[Task statement]
Only the lines below from the one containing "- 756bb56495b39f4b08f46abae11333c0c8b34dcb" to the one containing "In CF terms, a" should be repeated, both included and unchanged.

[Data to examine]
PR #405, opened 2024-04-09
Save GDT20 - Polar Stereographic - take 2

trexfeathers:
Closes #122

I believe the outstanding requests have been addressed:

- [x] https://github.com/SciTools/iris-grib/pull/122#discussion_r195443839
  - ff8fc0d5b496582d404f35a8ac597363f0b00970
  - 8f735bfd38397a3b97de09809b34add87c39063f
  - 756bb56495b39f4b08f46abae11333c0c8b34dcb
- [x] https://github.com/SciTools/iris-grib/pull/122#issuecomment-397318338
  - 26eb55ad4922dd6451794d5767a7cee58c1f24ae
- [x] https://github.com/SciTools/iris-grib/pull/122#issuecomment-470574776
  - 36dd8efba695a3060b150323d737531aa5644430
  - 6b0d2a1bc69645e370141e855ee1a7cf20957d29


trexfeathers:
@pp-mo I'm looking at this comment - https://github.com/SciTools/iris-grib/pull/122#issuecomment-397318338:

>I'm thinking that at least one of NorthPolar/SouthPolar will currently fail a save-then-load roundtrip check.
>That's a good reason for adding one before merging this.

Could you offer some guidance on this? There is a new integration test but I suspect that's not what you meant.

pp-mo:
> @pp-mo I'm looking at this comment - [#122 (comment)](https://github.com/SciTools/iris-grib/pull/122#issuecomment-397318338):
> 
> > I'm thinking that at least one of NorthPolar/SouthPolar will currently fail a save-then-load roundtrip check.
> > That's a good reason for adding one before merging this.
> 
> Could you offer some guidance on this? There is a new integration test but I suspect that's not what you meant.

I think what this meant is that we should also test with **_Iris_** `iris.coord_systems.PolarStereographic` coordinates systems -- i.e. as well as `iris.coord_systems.Stereographic`.

In CF terms, a "polar_stereographic" grid mapping must have latitude_of_projection_origin  = +90 or  -90.  It's effectively just a special case of "stereographic", but I guess the polar case was put in first so they needed to keep it.
Iris completely follows CF in this, in having a separate PolarStereographic coordinate system type, presumably so that we can sensibly distinguish "polar" ones, but the PolarStereographic class actually [_inherits_  from the Stereographic class](https://github.com/SciTools/iris/blob/e26bfaf93dd06f82f195ee303960dc3ae03b1d09/lib/iris/coord_systems.py#L1073-L1125), and only adds a distinct type and a modified constructor -- no different behaviour.

So, in terms of iris-grib, I think my old comment meant that data with an Iris PolarStereographic coordinate system (either north or south) _should_ be handled by iris-grib, being treated as a generic 'Stereographic' case.  But that "would have failed", at some point, for some reason.  

So it's probably still worth doing a roundtrip cube-grib-cube test on both North and South cases, and in each case when presented as either a PolarStereographic or Stereographic Iris coordinate system.
Though obviously when loading back, you will always get a PolarStereographic Iris coordinate system (since AFAICT GRIB does not seem to provide a more general case).

pp-mo:
> when loading back, you will always get a PolarStereographic Iris coordinate system

Actually no, to my surprise.
we do it [like this](https://github.com/SciTools/iris-grib/blob/70cafb0054b75832984a5ba570bc1a7dee0bcc9f/iris_grib/_load_convert.py#L918-L927)

iris_grib/_save_rules.py
```diff
@@ -634,17 +632,61 @@ def grid_definition_template_30(cube, grib):
                       int(np.round(first_x / _DEFAULT_DEGREES_UNITS)))
     eccodes.codes_set(grib, "LaD", cs.central_lat / _DEFAULT_DEGREES_UNITS)
```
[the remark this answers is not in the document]
trexfeathers: Having discussed with @pp-mo, the current code is perfectly correct since this value is always identical to central latitude in the polar stereographic case. What _does_ need improving is preventing users from saving any other value, since they could conceivably create a `Stereographic` instance with an alternative `true_scale_lat` but which would never be saved - need a `TranslationError`.

iris_grib/_save_rules.py
```diff
@@ -604,22 +600,24 @@ def grid_definition_template_30(cube, grib):
...
+        msg = 'Irregular coordinates not supported for {!r}.'
+        raise TranslationError(msg.format(cs_name))
     eccodes.codes_set(grib, 'Dx', abs(x_step))
     eccodes.codes_set(grib, 'Dy', abs(y_step))
 
     horizontal_grid_common(cube, grib, xy=True)
 
-    # Transform first point into geographic CS
+    eccodes.codes_set(grib, 'resolutionAndComponentFlags',
+                      0x1 << _RESOLUTION_AND_COMPONENTS_GRID_WINDS_BIT)
```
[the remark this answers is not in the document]
trexfeathers: Misread this

iris_grib/_save_rules.py
```diff
@@ -604,22 +600,24 @@ def grid_definition_template_30(cube, grib):
...
     try:
         x_step = step(x_mm, atol=1)
         y_step = step(y_mm, atol=1)
     except ValueError:
-        msg = ('Irregular coordinates not supported for Lambert '
-               'Conformal.')
-        raise TranslationError(msg)
+        cs_name = cs.grid_mapping_name.replace('_', ' ').title()
+        msg = 'Irregular coordinates not supported for {!r}.'
+        raise TranslationError(msg.format(cs_name))
```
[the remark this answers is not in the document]
trexfeathers: 079fcfce4eb10c32c4b5e1cbd61227400e792e7c

iris_grib/_save_rules.py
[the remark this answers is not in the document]
trexfeathers: 079fcfce4eb10c32c4b5e1cbd61227400e792e7c

iris_grib/_save_rules.py
```diff
@@ -670,20 +683,81 @@ def grid_definition_template_30(cube, grib):
...
+    """
+    eccodes.codes_set(grib, "gridDefinitionTemplateNumber", 20)
+
+    # Retrieve the cube coord system.
+    cs = cube.coord(dimensions=[0]).coord_system
+
+    _perspective_projection_common(cube, grib)
+
+    # Is this a north or south polar stereographic projection?
+    if cs.central_lat == -90.0:
```
pp-mo, line 704: I think for safety I would allow a floating-point tolerance here.
Something like `np.allclose(cs.central_lat, -90.0)`, and similar
(possibly there are neater ways of saying it ?)

iris_grib/_save_rules.py
```diff
@@ -670,20 +683,81 @@ def grid_definition_template_30(cube, grib):
...
+        centre_flag = 0x80
+    elif cs.central_lat == 90.0:
+        centre_flag = 0x0
+    else:
+        emsg = (
+            "Bipolar and symmetric polar stereo projections "
```
pp-mo, line 710: Where do you get the class descriptions for this ?
I think it would be better to describe a case with central_lat not +/-90 just as "non-polar stereographic projections".  But perhaps there are other subtleties here that I'm not aware of ?

iris_grib/_save_rules.py
```diff
@@ -670,20 +683,81 @@ def grid_definition_template_30(cube, grib):
...
+        )
+        raise TranslationError(message)
+
+    if cs.scale_factor_at_projection_origin is not None:
+        message = (
+            f"{cs.scale_factor_at_projection_origin=} . iris_grib cannot "
+            "write scale_factor_at_projection_origin to a GRIB Template 3.20 "
+            "file."
+        )
+        raise TranslationError(message)
```
pp-mo, line 728: I think these 2 are basically the same case (which can be described in different ways),
and so would be better if you issued a common error message, 
e.g. "cannot save a Stereographic projection with a non-standard scale-factor".

In that case, I think you can just show all 3 of the parameters, to demonstrate why we are objecting.

iris_grib/_save_rules.py
```diff
@@ -670,20 +683,81 @@ def grid_definition_template_30(cube, grib):
...
+        raise TranslationError(emsg)
+
+    if cs.true_scale_lat and cs.true_scale_lat != cs.central_lat:
+        message = (
+            f"{cs.true_scale_lat=}, {cs.central_lat=} . iris_grib can "
+            "only write a GRIB Template 3.20 file where these are identical."
+        )
+        raise TranslationError(message)
+
+    if cs.scale_factor_at_projection_origin is not None:
```
pp-mo, line 722: I think this should also allow `all_close(cs.scale_factor_at_projection_origin, 1.0)`

pp-mo (changes requested):
A couple of suggestions, but looks very comprehensive to me.  Practically good to go.

iris_grib/_save_rules.py
trexfeathers: [ECMWF | Section 3 - Template 20 : Polar stereographic projection](https://codes.ecmwf.int/grib/format/grib2/templates/3/20/)

>| Octets | Key | Type | Content |
>| --- | --- | --- | --- |
>| ... | ... | ... | ... |
>| 64 | projectionCentreFlag | codeflag | Projection centre flag (See Flag Table 3.5) |
>| ... | ... | ... | ... |
>
>Notes:
>...
>( 4) Bit 2 of the projection flag is not applicable to the polar stereographic projection.

[ECMWF | Section 3 - Flag Table 5 : Projection Centre](https://codes.ecmwf.int/grib/format/grib2/ftables/3/5/)

>| Bit | Value | Meaning |
>| --- | --- | --- |
>| ... | ... | ... |
>| 2 | 1 | Projection is bi-polar and symmetric |

iris_grib/_save_rules.py
trexfeathers: abb29ad5963fc4c37d0d936077a973d11fa84a5b

iris_grib/_save_rules.py
trexfeathers: It's good information to know that these both constitute a similar problem - I didn't know that. But I worry that the user might also not know it, and so it is valuable to have the extra information about what specifically is wrong. So I have kept my original messages but added a common bit of information about these both being non-standard scale factors.

98068f48505aa91d351571b97d1cfde5fafa10cc

iris_grib/_save_rules.py
pp-mo: What "only one projection centre is used" I really don't understand.  I guess a polar projection always has a single centre, but it might not be at either the North or South pole.  So then "LaD" would be something other than +/-90, which we are not supporting as we aren't sure if + how it is legal.
All this is just guesswork, really.

trexfeathers: f793bdd5711c681f937cf0844590c36c0f05b58f

pp-mo: Great, I'll happily  accept that.
Thanks for your patience !

pp-mo (approved):

trexfeathers:
Thanks @pp-mo 😊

[Task response]
  - 756bb56495b39f4b08f46abae11333c0c8b34dcb
- [x] https://github.com/SciTools/iris-grib/pull/122#issuecomment-397318338
  - 26eb55ad4922dd6451794d5767a7cee58c1f24ae
- [x] https://github.com/SciTools/iris-grib/pull/122#issuecomment-470574776
  - 36dd8efba695a3060b150323d737531aa5644430
  - 6b0d2a1bc69645e370141e855ee1a7cf20957d29


trexfeathers:
@pp-mo I'm looking at this comment - https://github.com/SciTools/iris-grib/pull/122#issuecomment-397318338:

>I'm thinking that at least one of NorthPolar/SouthPolar will currently fail a save-then-load roundtrip check.
>That's a good reason for adding one before merging this.

Could you offer some guidance on this? There is a new integration test but I suspect that's not what you meant.

pp-mo:
> @pp-mo I'm looking at this comment - [#122 (comment)](https://github.com/SciTools/iris-grib/pull/122#issuecomment-397318338):
> 
> > I'm thinking that at least one of NorthPolar/SouthPolar will currently fail a save-then-load roundtrip check.
> > That's a good reason for adding one before merging this.
> 
> Could you offer some guidance on this? There is a new integration test but I suspect that's not what you meant.

I think what this meant is that we should also test with **_Iris_** `iris.coord_systems.PolarStereographic` coordinates systems -- i.e. as well as `iris.coord_systems.Stereographic`.

In CF terms, a "polar_stereographic" grid mapping must have latitude_of_projection_origin  = +90 or  -90.  It's effectively just a special case of "stereographic", but I guess the polar case was put in first so they needed to keep it.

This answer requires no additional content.